1 - There are two main reasons why listings are kept online even if they are
already taken. Firstly, agencies purposely keep listings on so that they can
occupy a slightly larger search percentage on property sites. I believe by law
they can continue advertising a property for a further two weeks after being
taken.

The second reason is that when you look at the supply chain of how listings
get onto a property site - you can see why listings are often already taken,
especially in highly populated areas such as London. An agent has their own
website to manage - you can bet they update it with new listings daily but do
they remove old listings at the same time? Those listings are then pushed to
property portals via the software provider in a feed.

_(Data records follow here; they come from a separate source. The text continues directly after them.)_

PR #177, opened 2026-05-22
fix(behavioral): only analyze MCP capabilities, not every helper func…

harishsg999:
The behavioral analyzer was treating every plain helper function in a source file as if it were an MCP capability. Files like ``def _validate(...): ...`` next to ``@mcp.tool() def add(...)`` reported three "tools" instead of one, and the same bug surfaced in JavaScript/TypeScript via ``server.tool()``-style registrations: a single registered handler plus two helpers showed up as three tool rows in CLI and SDK output. This wasted LLM budget on non-capabilities and made the analyzer's results misrepresent the server's actual MCP surface.

The fallbacks in ``BehavioralCodeAnalyzer._analyze_source_code`` previously called ``NativeAnalyzer.extract_all_function_contexts()`` for non-Python files (and as a Python fallback when ``ContextExtractor`` returned nothing), which by design returns *every* function definition in the file. Switching to a capability-aware extractor was the right fix, but the SDKs vary widely in how they register capabilities, so we needed to verify each pattern against the upstream README/quickstart before coding.

Implementation:

* New ``NativeAnalyzer.extract_mcp_capability_contexts()`` that runs two complementary passes per file:

  1. Function-attached annotations / attributes / macros — covers Java (``@Tool`` / ``@McpTool``), C# (``[McpServerTool]``), Rust (``#[tool]``), PHP (``#[Tool]``), Ruby (``# @tool``). Walks each function node's previous siblings (Rust attribute_item, Ruby comment) plus its child ``modifiers`` / ``attribute_list`` wrappers (Java/C#/PHP). Always preserves the wrapper text so the classifier sees the sigil, then drills into individual annotation children for name extraction.

  2. SDK call-site registrations — covers TS SDK v1 ``server.tool('name', schema, handler)``, TS SDK v2 ``server.registerTool('name', config, handler)``, Go SDK ``mcp.AddTool(server, &mcp.Tool{...}, handler)``, Kotlin SDK ``server.addTool(name=...) { request -> ... }``. The handler is the inline function/arrow/lambda or, when none is inline, the LAST identifier (so Go's leading ``server`` receiver isn't misread as the handler). Object-literal arguments are inspected for ``handler``/``execute``/``fn``/``callback`` fields.

  Results are deduped by AST start-byte across both passes, returned
  with a synthetic ``<annotation>.<kind>`` or ``<registration>.<kind>``
  tag in ``decorator_types`` so downstream code can tell how each
  capability was discovered, and class-qualified for languages that
  scope methods inside a class (``CalcService.add`` for Java/Spring AI,
  ``CalcTools.Add`` for C#, ``Calculator.add`` for Rust impl blocks).

* Cross-grammar tree-sitter helpers needed to make the above work: ``_ts_call_method_name`` now falls back to the last ``identifier``/``simple_identifier`` child of a ``navigation_expression`` (Kotlin) or ``selector_expression`` (Go) when no named field exposes the method name; ``_ts_call_arguments_node`` finds the argument list under unnamed ``value_arguments`` / ``argument_list`` children (Kotlin) when no ``arguments`` field is available; ``_ts_is_callee_of_parent`` recognizes the Kotlin trailing-lambda nesting pattern (outer call → inner call → lambda) via structural position rather than node identity, since the tree-sitter binding can hand back fresh wrapper objects.

* ``BehavioralCodeAnalyzer._analyze_source_code`` now calls the new capability extractor in every branch (Python ContextExtractor, Python NativeAnalyzer fallback, JS/TS branch, unknown-language branch). Plain helpers no longer enter the LLM alignment loop and no longer appear as tool rows in the analyzer output.

* Spurious ``<anonymous>`` row from Rust ``impl Type {}`` blocks is filtered out: ``impl_item`` is treated as a class scope (so ``Calculator.add`` is class-qualified) but is excluded from Pass 1's function-annotation walk via a small ``_TS_NON_FUNCTION_NODE_TYPES`` set so the impl wrapper itself isn't misidentified as a tool by the ``#[tool_router]`` macro.

Tests:

* ``tests/static_analysis/test_capability_extraction.py`` — 32 new tests covering all 9 supported languages (Python, JS, TS, Go, Java, Kotlin, C#, Rust, PHP, Ruby) with three buckets:

  - helpers-only files yield ``[]`` (10 tests, parametrized per language)
  - mixed files (1 capability + N helpers) yield exactly the registered capability with the language-appropriate qualified name (10 tests)
  - returned contexts carry the ``<annotation>.tool`` / ``<registration>.tool`` source-kind tag so downstream code can distinguish discovery paths (9 tests)
  - Python-specific decorator metadata preservation (1 test)
  - ``extract_all_function_contexts()`` backward-compat sanity (1 test)
  - unsupported-language graceful fallback (1 test)

* ``uv run pytest --ignore=tests/integration``: 761 passed, 7 skipped, 1 deselected (the deselected test — ``tests/test_protocol_analyzer.py::test_vulnerable_server_findings`` — is a pre-existing failure on ``origin/main`` that's tied to its vulnerable_server fixture, not to anything in this diff; verified by stashing this PR's changes and re-running it on top of clean main, which produces the same MCPS-002 mismatch).


mcpscanner/core/static_analysis/native_analyzer.py
```diff
@@ -263,6 +779,1774 @@ def extract_all_function_contexts(self) -> List[FunctionContext]:
...
+                handler_node,
+                imports,
+                capability=cap_kind,
+                registered_name=reg.get("name"),
+                source_kind=source_kind,
+            )
+
+        return contexts
+
+    def _resolve_cross_file_handler(
```
sanket-mendapara, line 1146: `_resolve_cross_file_handler` picks the first call-graph entry whose key ends with `::<handler_name>`. If two files in the scanned repo define a function with the same name, the wrong one can be analyzed.

Ex - The dict iteration order matches insertion order, which is "whichever file the call-graph builder ingested first." For a TS file like:

```ts
import { addHandler } from "./tools/add";
server.registerTool("add", {...}, addHandler);
```
the importing file already tells us exactly where `addHandler` lives. It is currently ignored, and a sibling `node_modules/foo/add.ts` or `tests/fixtures/add.ts` that defines `addHandler` currently can win the suffix race and have its body analyzed instead.

Concrete failure shape:

- The behavioral analyzer reports the wrong line/file for the handler.
- The LLM analyzes an unrelated implementation, possibly producing false-positive or missed findings.
- Not a security bug, but a reasoning-quality bug that can silently degrade scan results.

## Proposed fix

1. Build an **import map** for the calling file once per `extract_mcp_capability_contexts` call. Each language's import grammar already gives us the source path:
   - TS/JS: `import { x } from "./tools/add"` → `tools/add` (resolve relative to the importing file).
   - Go: `import alias "github.com/.../pkg"`.
   - Python: `from .tools.add import addHandler`.
2. In `_resolve_cross_file_handler`, prefer matches whose file path matches an import target before falling back to the global suffix search.
3. When the import resolver can't disambiguate (no matching import, ambiguous relative path), keep current suffix behavior but log a `DEBUG` warning so the ambiguity is visible.

mcpscanner/core/static_analysis/native_analyzer.py
```diff
@@ -116,6 +116,522 @@ def _get_language_module(lang: str) -> Optional[Any]:
...
+    """Return ``'template'`` for ``*Template`` registrations, else ``None``.
+
+    The capability kind itself is unchanged (a template is still a
+    prompt/resource), but downstream consumers can branch on the
+    ``<registration>.<kind>.template`` tag emitted into ``decorator_types``.
+    """
+    return "template" if "template" in method_name.lower() else None
+
+
+def _python_decorator_capability(name: str) -> Optional[str]:
```
sanket-mendapara, line 381: The TS branch verifies that `X.tool(...)` is being called on a receiver bound to an MCP server (`_collect_mcp_instances` + `_ts_receiver_is_trusted`). The Python branch does not — it classifies any `@<anything>.tool` decorator as an MCP tool because `_python_decorator_capability` drops the receiver entirely.

Fix directions:

1. Add a Python equivalent of `_collect_mcp_instances` that walks the AST and records local names bound to MCP server instances:
   - `mcp = FastMCP("demo")`
   - `server = Server()`
   - `mcp = mcp.server.fastmcp.FastMCP(...)`
   - Function-parameter binding via type annotation: `def f(mcp: FastMCP): ...`
2. Walk imports and accept the SDK module prefixes already defined in `_MCP_SDK_MODULE_PREFIXES["python"]`.
3. Add a `_py_decorator_receiver` helper that returns the receiver name from `name.rsplit(".", 1)[0]` and rejects unless it's in the instance set.
4. Apply the same "loose if empty" tradeoff as TS (`_ts_receiver_is_trusted`) — if no MCP instance is found in the file but the prefilter fired, default to accepting receivers so unusual import patterns still work.

mcpscanner/core/static_analysis/native_analyzer.py
```diff
@@ -116,6 +116,522 @@ def _get_language_module(lang: str) -> Optional[Any]:
...
+# Compiled once: matches an annotation/attribute/macro sigil followed by an
+# identifier we want to inspect. Covers:
+#   @Tool            Java/Spring AI
+#   @McpTool         Spring AI MCP annotations
+#   [McpServerTool]  C# attributes
+#   #[tool]          Rust attribute macros (and `#[mcp::tool]`)
+#   #[Tool]          PHP 8 attributes
+#   # @tool          Ruby comment-style annotation
+import re as _re  # local alias avoids polluting wider module namespace
+_MCP_ANNOTATION_RE = _re.compile(
```
sanket-mendapara, line 236: The compiled annotation-classifier regex `_MCP_ANNOTATION_RE` only treats `::` as a namespace separator before the captured identifier. As a result, fully-qualified annotations like `@org.springframework.ai.Tool` or `[ModelContextProtocol.Server.McpServerTool]` capture the leading segment (`org` / `ModelContextProtocol`) instead of the trailing identifier (`Tool` / `McpServerTool`) and fall out of classification.

Maybe fix direction:

Extend the optional namespace path in `_MCP_ANNOTATION_RE` to walk `.` and `\` separators as well, not just `::`:

```python
_MCP_ANNOTATION_RE = _re.compile(
    r"""
    (?:
        @\#?
      | \#\s*\[
      | \[
      | \#\s*@
    )
    \s*
    (?:[\w]+(?:::|\\|\.))*    # ← walk ::, \\, or . separators
    ([A-Za-z_][\w]*)
    """,
    _re.VERBOSE,
)
```

That single change makes the captured ident always be the *leaf* identifier, which is what `_MCP_ANNOTATION_IDENTIFIERS` keys on. The downstream `_classify_mcp_annotation` namespace reconstruction logic already handles cross-separator namespace recognition correctly.

-> Test before committing though.

mcpscanner/core/static_analysis/native_analyzer.py
```diff
@@ -263,6 +779,1774 @@ def extract_all_function_contexts(self) -> List[FunctionContext]:
...
+        # consulted multiple times for the same file (annotation index,
+        # registration walk, etc.) and one regex pass is enough.
+        cached = getattr(self, "_mcp_prefilter_cache", None)
+        if cached is not None:
+            return cached
+        result = bool(_MCP_PREFILTER_RE.search(self.source_bytes or b""))
+        self._mcp_prefilter_cache = result
+        return result
+
+    def _py_extract_capability_contexts(self) -> List[FunctionContext]:
```
sanket-mendapara: `_py_extract_capability_contexts` documents a graceful fallback that does not exist in the implementation. The docstring promises that if the "lazy path raises", the function will revert to `extract_all_function_contexts`-and-filter. The body has narrow per-block try/excepts but no outer safety net implementing that contract.

The function body uses narrow guards:

- `try: tree = ast.parse(...) except SyntaxError: return []` (line 1173-1176)
- per-function `try: ctx = self._py_extract_function(node, ...) except Exception: continue` (line 1210-1217)
- analogous per-handler try/except for programmatic registrations (line 1249-1256)

There is no outer `try/except` that re-runs the legacy path.

Fix direction:

Replace the trailing paragraph with something accurate:

```
Returns an empty list if the file isn't parseable Python or if no MCP
capabilities are found. Per-function extraction failures are logged at
DEBUG and skipped individually; they do not abort the whole pass.
```

mcpscanner/core/analyzers/behavioral/code_analyzer.py
```diff
@@ -356,6 +378,50 @@ def _find_source_files(self, directory: str) -> List[str]:
 
         return sorted(source_files)
 
+    def _prefilter_capability_files(self, source_files: List[str]) -> List[str]:
```
sanket-mendapara: During a directory scan, every file that passes the prefilter is read from disk three times: once by the prefilter, once by the call-graph builder, and once by `_analyze_file`. On large repos this is wasted I/O that scales linearly with the number of MCP-marker files.

For each accepted file we pay:

1. `open() + f.read()` in `_prefilter_capability_files` (bytes mode).
2. `open() + f.read()` in the call-graph ingest loop (text mode).
3. `open() + f.read()` again in `_analyze_file` (text mode).

Three system calls and three full reads per file. On a repo where the prefilter accepts 50 files of ~50 KB each, that's 100+ reads and ~5+MBs redundantly streamed.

Usually it will take at
least 24 hours until those listings go live on the property portal, which in
many cases may already be too late.

2 - In the UK, if you rent through an agency you should expect to pay extra on
top. Usually the agency fee covers things like credit/reference checks and
prevents time wasters. Imagine if there were no fees and I called up three
agencies and told them I wanted to take each property. Then all three removed
the listings from their site/property portal - I'm only going to take one
property, so two agencies would have their time wasted, maybe all three if I
decided I didn't want any of them.

Whilst it is annoying for us to call up for a listing that is advertised as
available only to find it has already been taken, I think if we look from both
sides it becomes more apparent why it happens. In terms of the "extra" costs,
it all boils down to data quality. Even if the option was available for agents
to indicate their "extra" costs, I can guarantee most would not use it. If
they were forced to use it, most would provide inaccurate data.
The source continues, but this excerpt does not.